I reproduced the problem with the following code :
PROGRAM testDUP
INCLUDE "mpif.h"
PARAMETER( MASTER = 0 )
INTEGER color
INTEGER COMM, COMM_NODES, COMM_LOAD, MYID, IERR
COMM=MPI_COMM_WORLD
CALL MPI_INIT(IERR)
CALL MPI_COMM_RANK(COMM, MYID, IERR)
IF ( MYID .eq. MASTER ) THEN
color = MPI_UNDEFINED
ELSE
color = 0
END IF
CALL MPI_COMM_SPLIT( COMM, color, 0,COMM_NODES, IERR )
IF (MYID .NE. MASTER) THEN
CALL MPI_COMM_DUP( COMM_NODES, COMM_LOAD, IERR )
ENDIF
CALL MPI_FINALIZE(IERR)
END PROGRAM
I execute the program on 2 nodes of 12 cores each (a total of 24
processes), it doesn't stop.
Adding the 2 lines above in the code, just before the MPI_COMM_DUP call,
I remark that several process have the same rank for COMM_NODES
communicator .
CALL MPI_COMM_RANK(COMM_NODES, MYID2, IERR)
WRITE(*,*) 'before DUP call myid is ', MYID, 'myid2 is ', MYID2
Jeff Squyres wrote:
On May 26, 2011, at 4:43 AM, francoise.r...@obs.ujf-grenoble.fr wrote:
CALL MPI_COMM_SIZE(id%COMM, id%NPROCS, IERR )
IF ( id%PAR .eq. 0 ) THEN
IF ( id%MYID .eq. MASTER ) THEN
color = MPI_UNDEFINED
ELSE
color = 0
END IF
CALL MPI_COMM_SPLIT( id%COMM, color, 0, id%COMM_NODES, IERR )

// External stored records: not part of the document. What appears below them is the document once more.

PR #297, opened 2023-10-22
add  predicate method and tests

camilogarciabotero:
# Adds the new `hasprematurestop` method

Hi,

This is a simple new method that looks into a `BioSequence{<:NucleicAcidAlphabet}` and check if there is a premature stop codon. It only happens to run when there is an actual stop codon in the sequence, otherwise throws a `MethodError` with the corresponding message that no stop codon at the end. It has three test cases, I think they could cover all the instances.

I'm open to comments. This is my first PR in this  GH organization and hope the actual method is useful. I have used in one of my packages, but I think it could actually be nice if others get this functionality out from the `BioSequences` package.

## Types of changes

* [x] :sparkles: New feature (A non-breaking change which adds functionality).

- If you have implemented new features or behaviour
  - **Provide a description of the addition** in as many details as possible.

  - **Provide justification of the addition**.

  - **Provide a runnable example of use of your addition**. This lets reviewers
    and others try out the feature before it is merged or makes it's way to release.

- If you have changed current behaviour...
  - **Describe the behaviour prior to you changes**

  - **Describe the behaviour after your changes** and justify why you have made the changes,
    Please describe any breakages you anticipate as a result of these changes.

  - **Does your change alter APIs or existing exposed methods/types?**
    If so, this may cause dependency issues and breakages, so the maintainer
    will need to consider this when versioning the next release.

  - If you are implementing changes that are intended to increase performance, you
    should provide the results of a simple performance benchmark exercise
    demonstrating the improvement. Especially if the changes make code less legible.

- [x] :art: The changes implemented is consistent with the [julia style guide](https://docs.julialang.org/en/v1/manual/style-guide/).
- [x] :blue_book: I have updated and added relevant docstrings, in a manner consistent with the [documentation styleguide](https://docs.julialang.org/en/v1/manual/documentation/).

### DIFF
--- a/src/BioSequences.jl
+++ b/src/BioSequences.jl
@@ -118,6 +118,7 @@ export
     hasambiguity,
     isrepetitive,
     iscanonical,
+    hasprematurestop,
 
     # Transformations
     canonical,
--- a/src/biosequence/predicates.jl
+++ b/src/biosequence/predicates.jl
@@ -133,7 +133,7 @@ Determine whether the `sequence` of type `LongSequence{DNAAlphabet{4}}` contains
 
 Returns a boolean indicating whether the `sequence` has more than one stop codon.
 """
-function hasprematurestop(seq::LongSequence{DNAAlphabet{4}})::Bool
+function hasprematurestop(seq::BioSequence{<:NucleicAcidAlphabet})::Bool
     
     stopcodons = [dna"TAA", dna"TAG", dna"TGA"]  # Create a set of stop codons
     
--- a/src/biosequence/predicates.jl
+++ b/src/biosequence/predicates.jl
@@ -125,3 +125,28 @@ function iscanonical(seq::NucleotideSeq)
     end
     return true
 end
+
+"""
+    hasprematurestop(sequence::LongSequence{DNAAlphabet{4}})::Bool
+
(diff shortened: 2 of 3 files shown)


jakobnissen:
Thank you for your contribution.

I think the functionality in this PR is too application-specific and somewhat too idiosyncratic to belong in BioSequences. What I mean is that this function allows you to do a very specific query, that is probably not of broad usefulness. The implementation had be asking questions like:
* Why must there be a stop codon at the end? Wouldn't it be useful to have very similar functionality for checking if an ORF has any stop codons at all?
* What about different genetic codes, e.g. the human mitochondrial one?
* Why can't this function search for stop codons from the middle of a sequence, or from any arbitrary positions? That would be very useful when scanning for ORFs.

Me having these questions doesn't mean it's bad functionality. But it does probably mean that there is some more generic functionality that could be exposed to users, that would allow the users to build the functionality in this PR, plus address all my questions.

Maybe this functionalitiy should be something like
* Search for an amino acid in a nucleotide sequence, given a specific genetic code (with `find*` functions)
* Allow searches to only search in-frame, somehow.
* Implement `findnext`, `findlast` and `findall` for `BioRegex`.

This could also be useful to search for other motifs in sequences such as TATA boxes. I'm not sure what this API could look like, but it might be worth thinking about.

I'm closing this PR now, but I'll make an issue to discuss this.

PR #305, opened 2024-05-28
Precompute ExactSearchQuery faster

jakobnissen:
Compute bshift and fshift in one pass instead of two. This makes it a little faster to create exact search queries.


jakobnissen:
Tests fail because Julia 1.5 doesn't support MacOS on ARM - not an issue with this PR.

PR #311, opened 2024-10-17
Drop pre-LTS Julia support

jakobnissen:
This allows us to simplify CI, since we can run the oldest supported Julia version on aarch64 macos, and also allows us to mark const field const.


kescobo (approved):
This makes sense to me :+1:

PR #316, opened 2024-10-19
Rewrite counting of BioSequence

jakobnissen:
This is a large commit with multiple changes:

1. Remove bitparallel compiler
The previous bitparallel compiler was not great. It made use of metaprogramming,
which
    - Is hard to reason about
    - Does not play nice with Revise
    - Cannot be debugged using a debugger or similar tooling
    - Confuses linters and IDEs
    - May explode codegen, impacting compile times

This might have been necessary in earlier versions of Julia, but the modern
Julia compiler is so good at constant evaluation and inlining that this is
almost never a good idea.

2. Add internal chunk iterator types
This is an internal abstraction, an iterator that yields the encoded data chunks
of LongSequence or LongSubSeq. For subsequences, the yielded chunks are aligned,
such that the iterator returns the exact same elements as a chunk iterator
over the correponding LongSequence. These iterators might be generally useful in
future BioSequences work, and is something I've thought about for some time.

3. Deprecate the functions `n_ambigous`, `n_gaps` and `n_certain`
These should instead be accessed via their corresponding `count` methods, as
described in the documentation.
The rationale is that these functions provide little value as standalone
functions, as they should work exactly like `count` with specific predicates.
As we might want to add more in the future, this simply balloons the number
of exported symbols.

4. Deprecate some meaningless two-sequence counting methods
The method `n_ambiguous(::BioSequence ::BioSequence)`, and the equivalent for
n_gaps, n_certain and the `count` methods corresponding to these are strange
and obscure. Why are they there?
They significantly complicate the implementation of counting, while providing
no meaningful biological operations. At least I have no idea what the biological
significance of these methods are

5. Deprecate calling `matches` or `mismatches` with differing seq lengths
It is not clear what the correct thing to do here is, and it may be confusing
for users, who may expect a pairwise alignment or similar.
Instead of guessing what the user wants, force them to take a view of the longer
sequence if these differ in length.

6. Add new optimised methods for counting occurrences of symbol in sequence
E.g. `count(==(DNA_A), dna"TAG")` and a similar method for `isequal`.


jakobnissen:
@kescobo Added you as reviewer. This is a huge PR, so please don't feel the need to review all the bithacking. I'm more interested in how reasonable the changes to the API are - if you could focus on the changes made in the documentation (and that API changes those imply) that'd be grand.

docs/src/counting.md
```diff
@@ -6,66 +6,73 @@ end
 ```
 
 # Counting
+`BioSequences` contain functionality to efficiently count biosymbols in a biosequence
```
kescobo, line 9: If this is referring to the package, i think it should use the singular verb (eg `Biosequences.jl` contains") - if it refers to multiple instances of a type, it should maybe be `BioSequence`s (the "s" outside the ticks)

docs/src/counting.md
```diff
@@ -6,66 +6,73 @@ end
...
+    ns
+end 
+```
 
-BioSequences extends the `Base.count` method to provide some useful utilities for
-counting the number of sites in biological sequences.
-
-Most generically you can count the number of sites that satisfy some condition
-i.e. cause some function to return `true`:
+This function can be more efficient implemented by exploiting the internal
```
kescobo, line 23:
```suggestion
This function can be more efficiently implemented by exploiting the internal
```

docs/src/counting.md
```diff
@@ -6,66 +6,73 @@ end
...
+    It is important to understand that this speed is achieved with custom methods of
+    `Base.count`, and not by a generic mechanism that improves the speed of counting
+    symbols in `BioSequence `in general.
+    Hence, while `count(==(DNA_N), seq)` may be optimised,
+    `count(i -> i == DNA_N, seq)` is not, as this is a different method.
 
-```
+## Currently optimised methods
+By default, only `LongSequence` and `LongSubSeq` have optimised methods. Downstream
+implementers of new `BioSequence`s may not be optimised.
```
kescobo, line 37: This sort of sounds like you're saying they *can't* be optimized, but I think you're saying it's possible that they will, but also possible that they won't. 

"May not" in English is ambiguous - it sometimes means "might not" and sometimes means "not allowed to be". 

```suggestion
implementers of new `BioSequence`s might not be optimised.
```

kescobo: Actually, "might not" actually _can_ also mean "not able to", but it is rarely used that way in practice. English is really weird.

docs/src/counting.md
```diff
@@ -6,66 +6,73 @@ end
...
-```jldoctest
-julia> count(!=, dna"ATCGM", dna"GCCGM")
-2
+## Matches and mismatches
+The methods `matches` and `mismatches` take two
+sequences and count the number of positions where the sequences are unequal or equal, respectively.
 
-julia> count(==, dna"ATCGM", dna"GCCGM")
-3
+They are equivalent to `matches(a, b) = count(splat(==), zip(a, b))`
```
kescobo, line 49: I don't know that I've ever seen `splat()` used as a function like that... didn't even know it existed outside of `...` syntax (though now I think about it, it would obviously have to be).

docs/src/counting.md
```diff
@@ -6,66 +6,73 @@ end
...
 
-## Bit-parallel optimisations
+```@docs
+gc_content
+```
 
-For the vast majority of `Base.count(f, seq)` and `Base.count(f, seqa, seqb)`
-methods, a naive counting is done: the internal `count_naive` function is called,
-which simply loops over each position, applies `f`, and accumulates the result.
+## Deprecated aliases
```
kescobo, line 64: I agree with deprecating these in favor of the count methods

kescobo (approved):
Yeah, this all looks great to me. 

The `n_xxxx` functions always seemed weird to me - the `count` methods are much clearer IMO, and documentation is clear about their special-case nature. All :+1: from me!

Project.toml
```diff
@@ -1,7 +1,7 @@
 name = "BioSequences"
 uuid = "7e6ae17a-c86d-528c-b3b9-7f778a29fe59"
 authors = ["Sabrina Jaye Ward <sabrinajward@protonmail.com>", "Jakob Nissen <jakobnybonissen@gmail.com>"]
-version = "3.2.0"
+version = "3.3.0"
```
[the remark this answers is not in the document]
jakobnissen: I'll tag 3.4 in an upcoming PR

docs/src/counting.md
jakobnissen: It's new in 1.9 - quite nice for these occasions.

docs/src/counting.md
jakobnissen: This always trips me up in English - despite being fluent, I'm not at the point where these things automatically sound right or wrong :sweat_smile:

id%NSLAVES = id%NPROCS - 1
ELSE
CALL MPI_COMM_DUP( id%COMM, id%COMM_NODES, IERR )
id%NSLAVES = id%NPROCS
END IF
IF (id%PAR .ne. 0 .or. id%MYID .NE. MASTER) THEN
CALL MPI_COMM_DUP( id%COMM_NODES, id%COMM_LOAD, IERR
ENDIF
Yes, id%myid is relative to id%comm. It is assigned, just before in the code,
by all the processes, by the following call :
CALL MPI_COMM_RANK(id%COMM, id%MYID, IERR)
I'm out of ideas. :-(
Can you create a short reproducer code?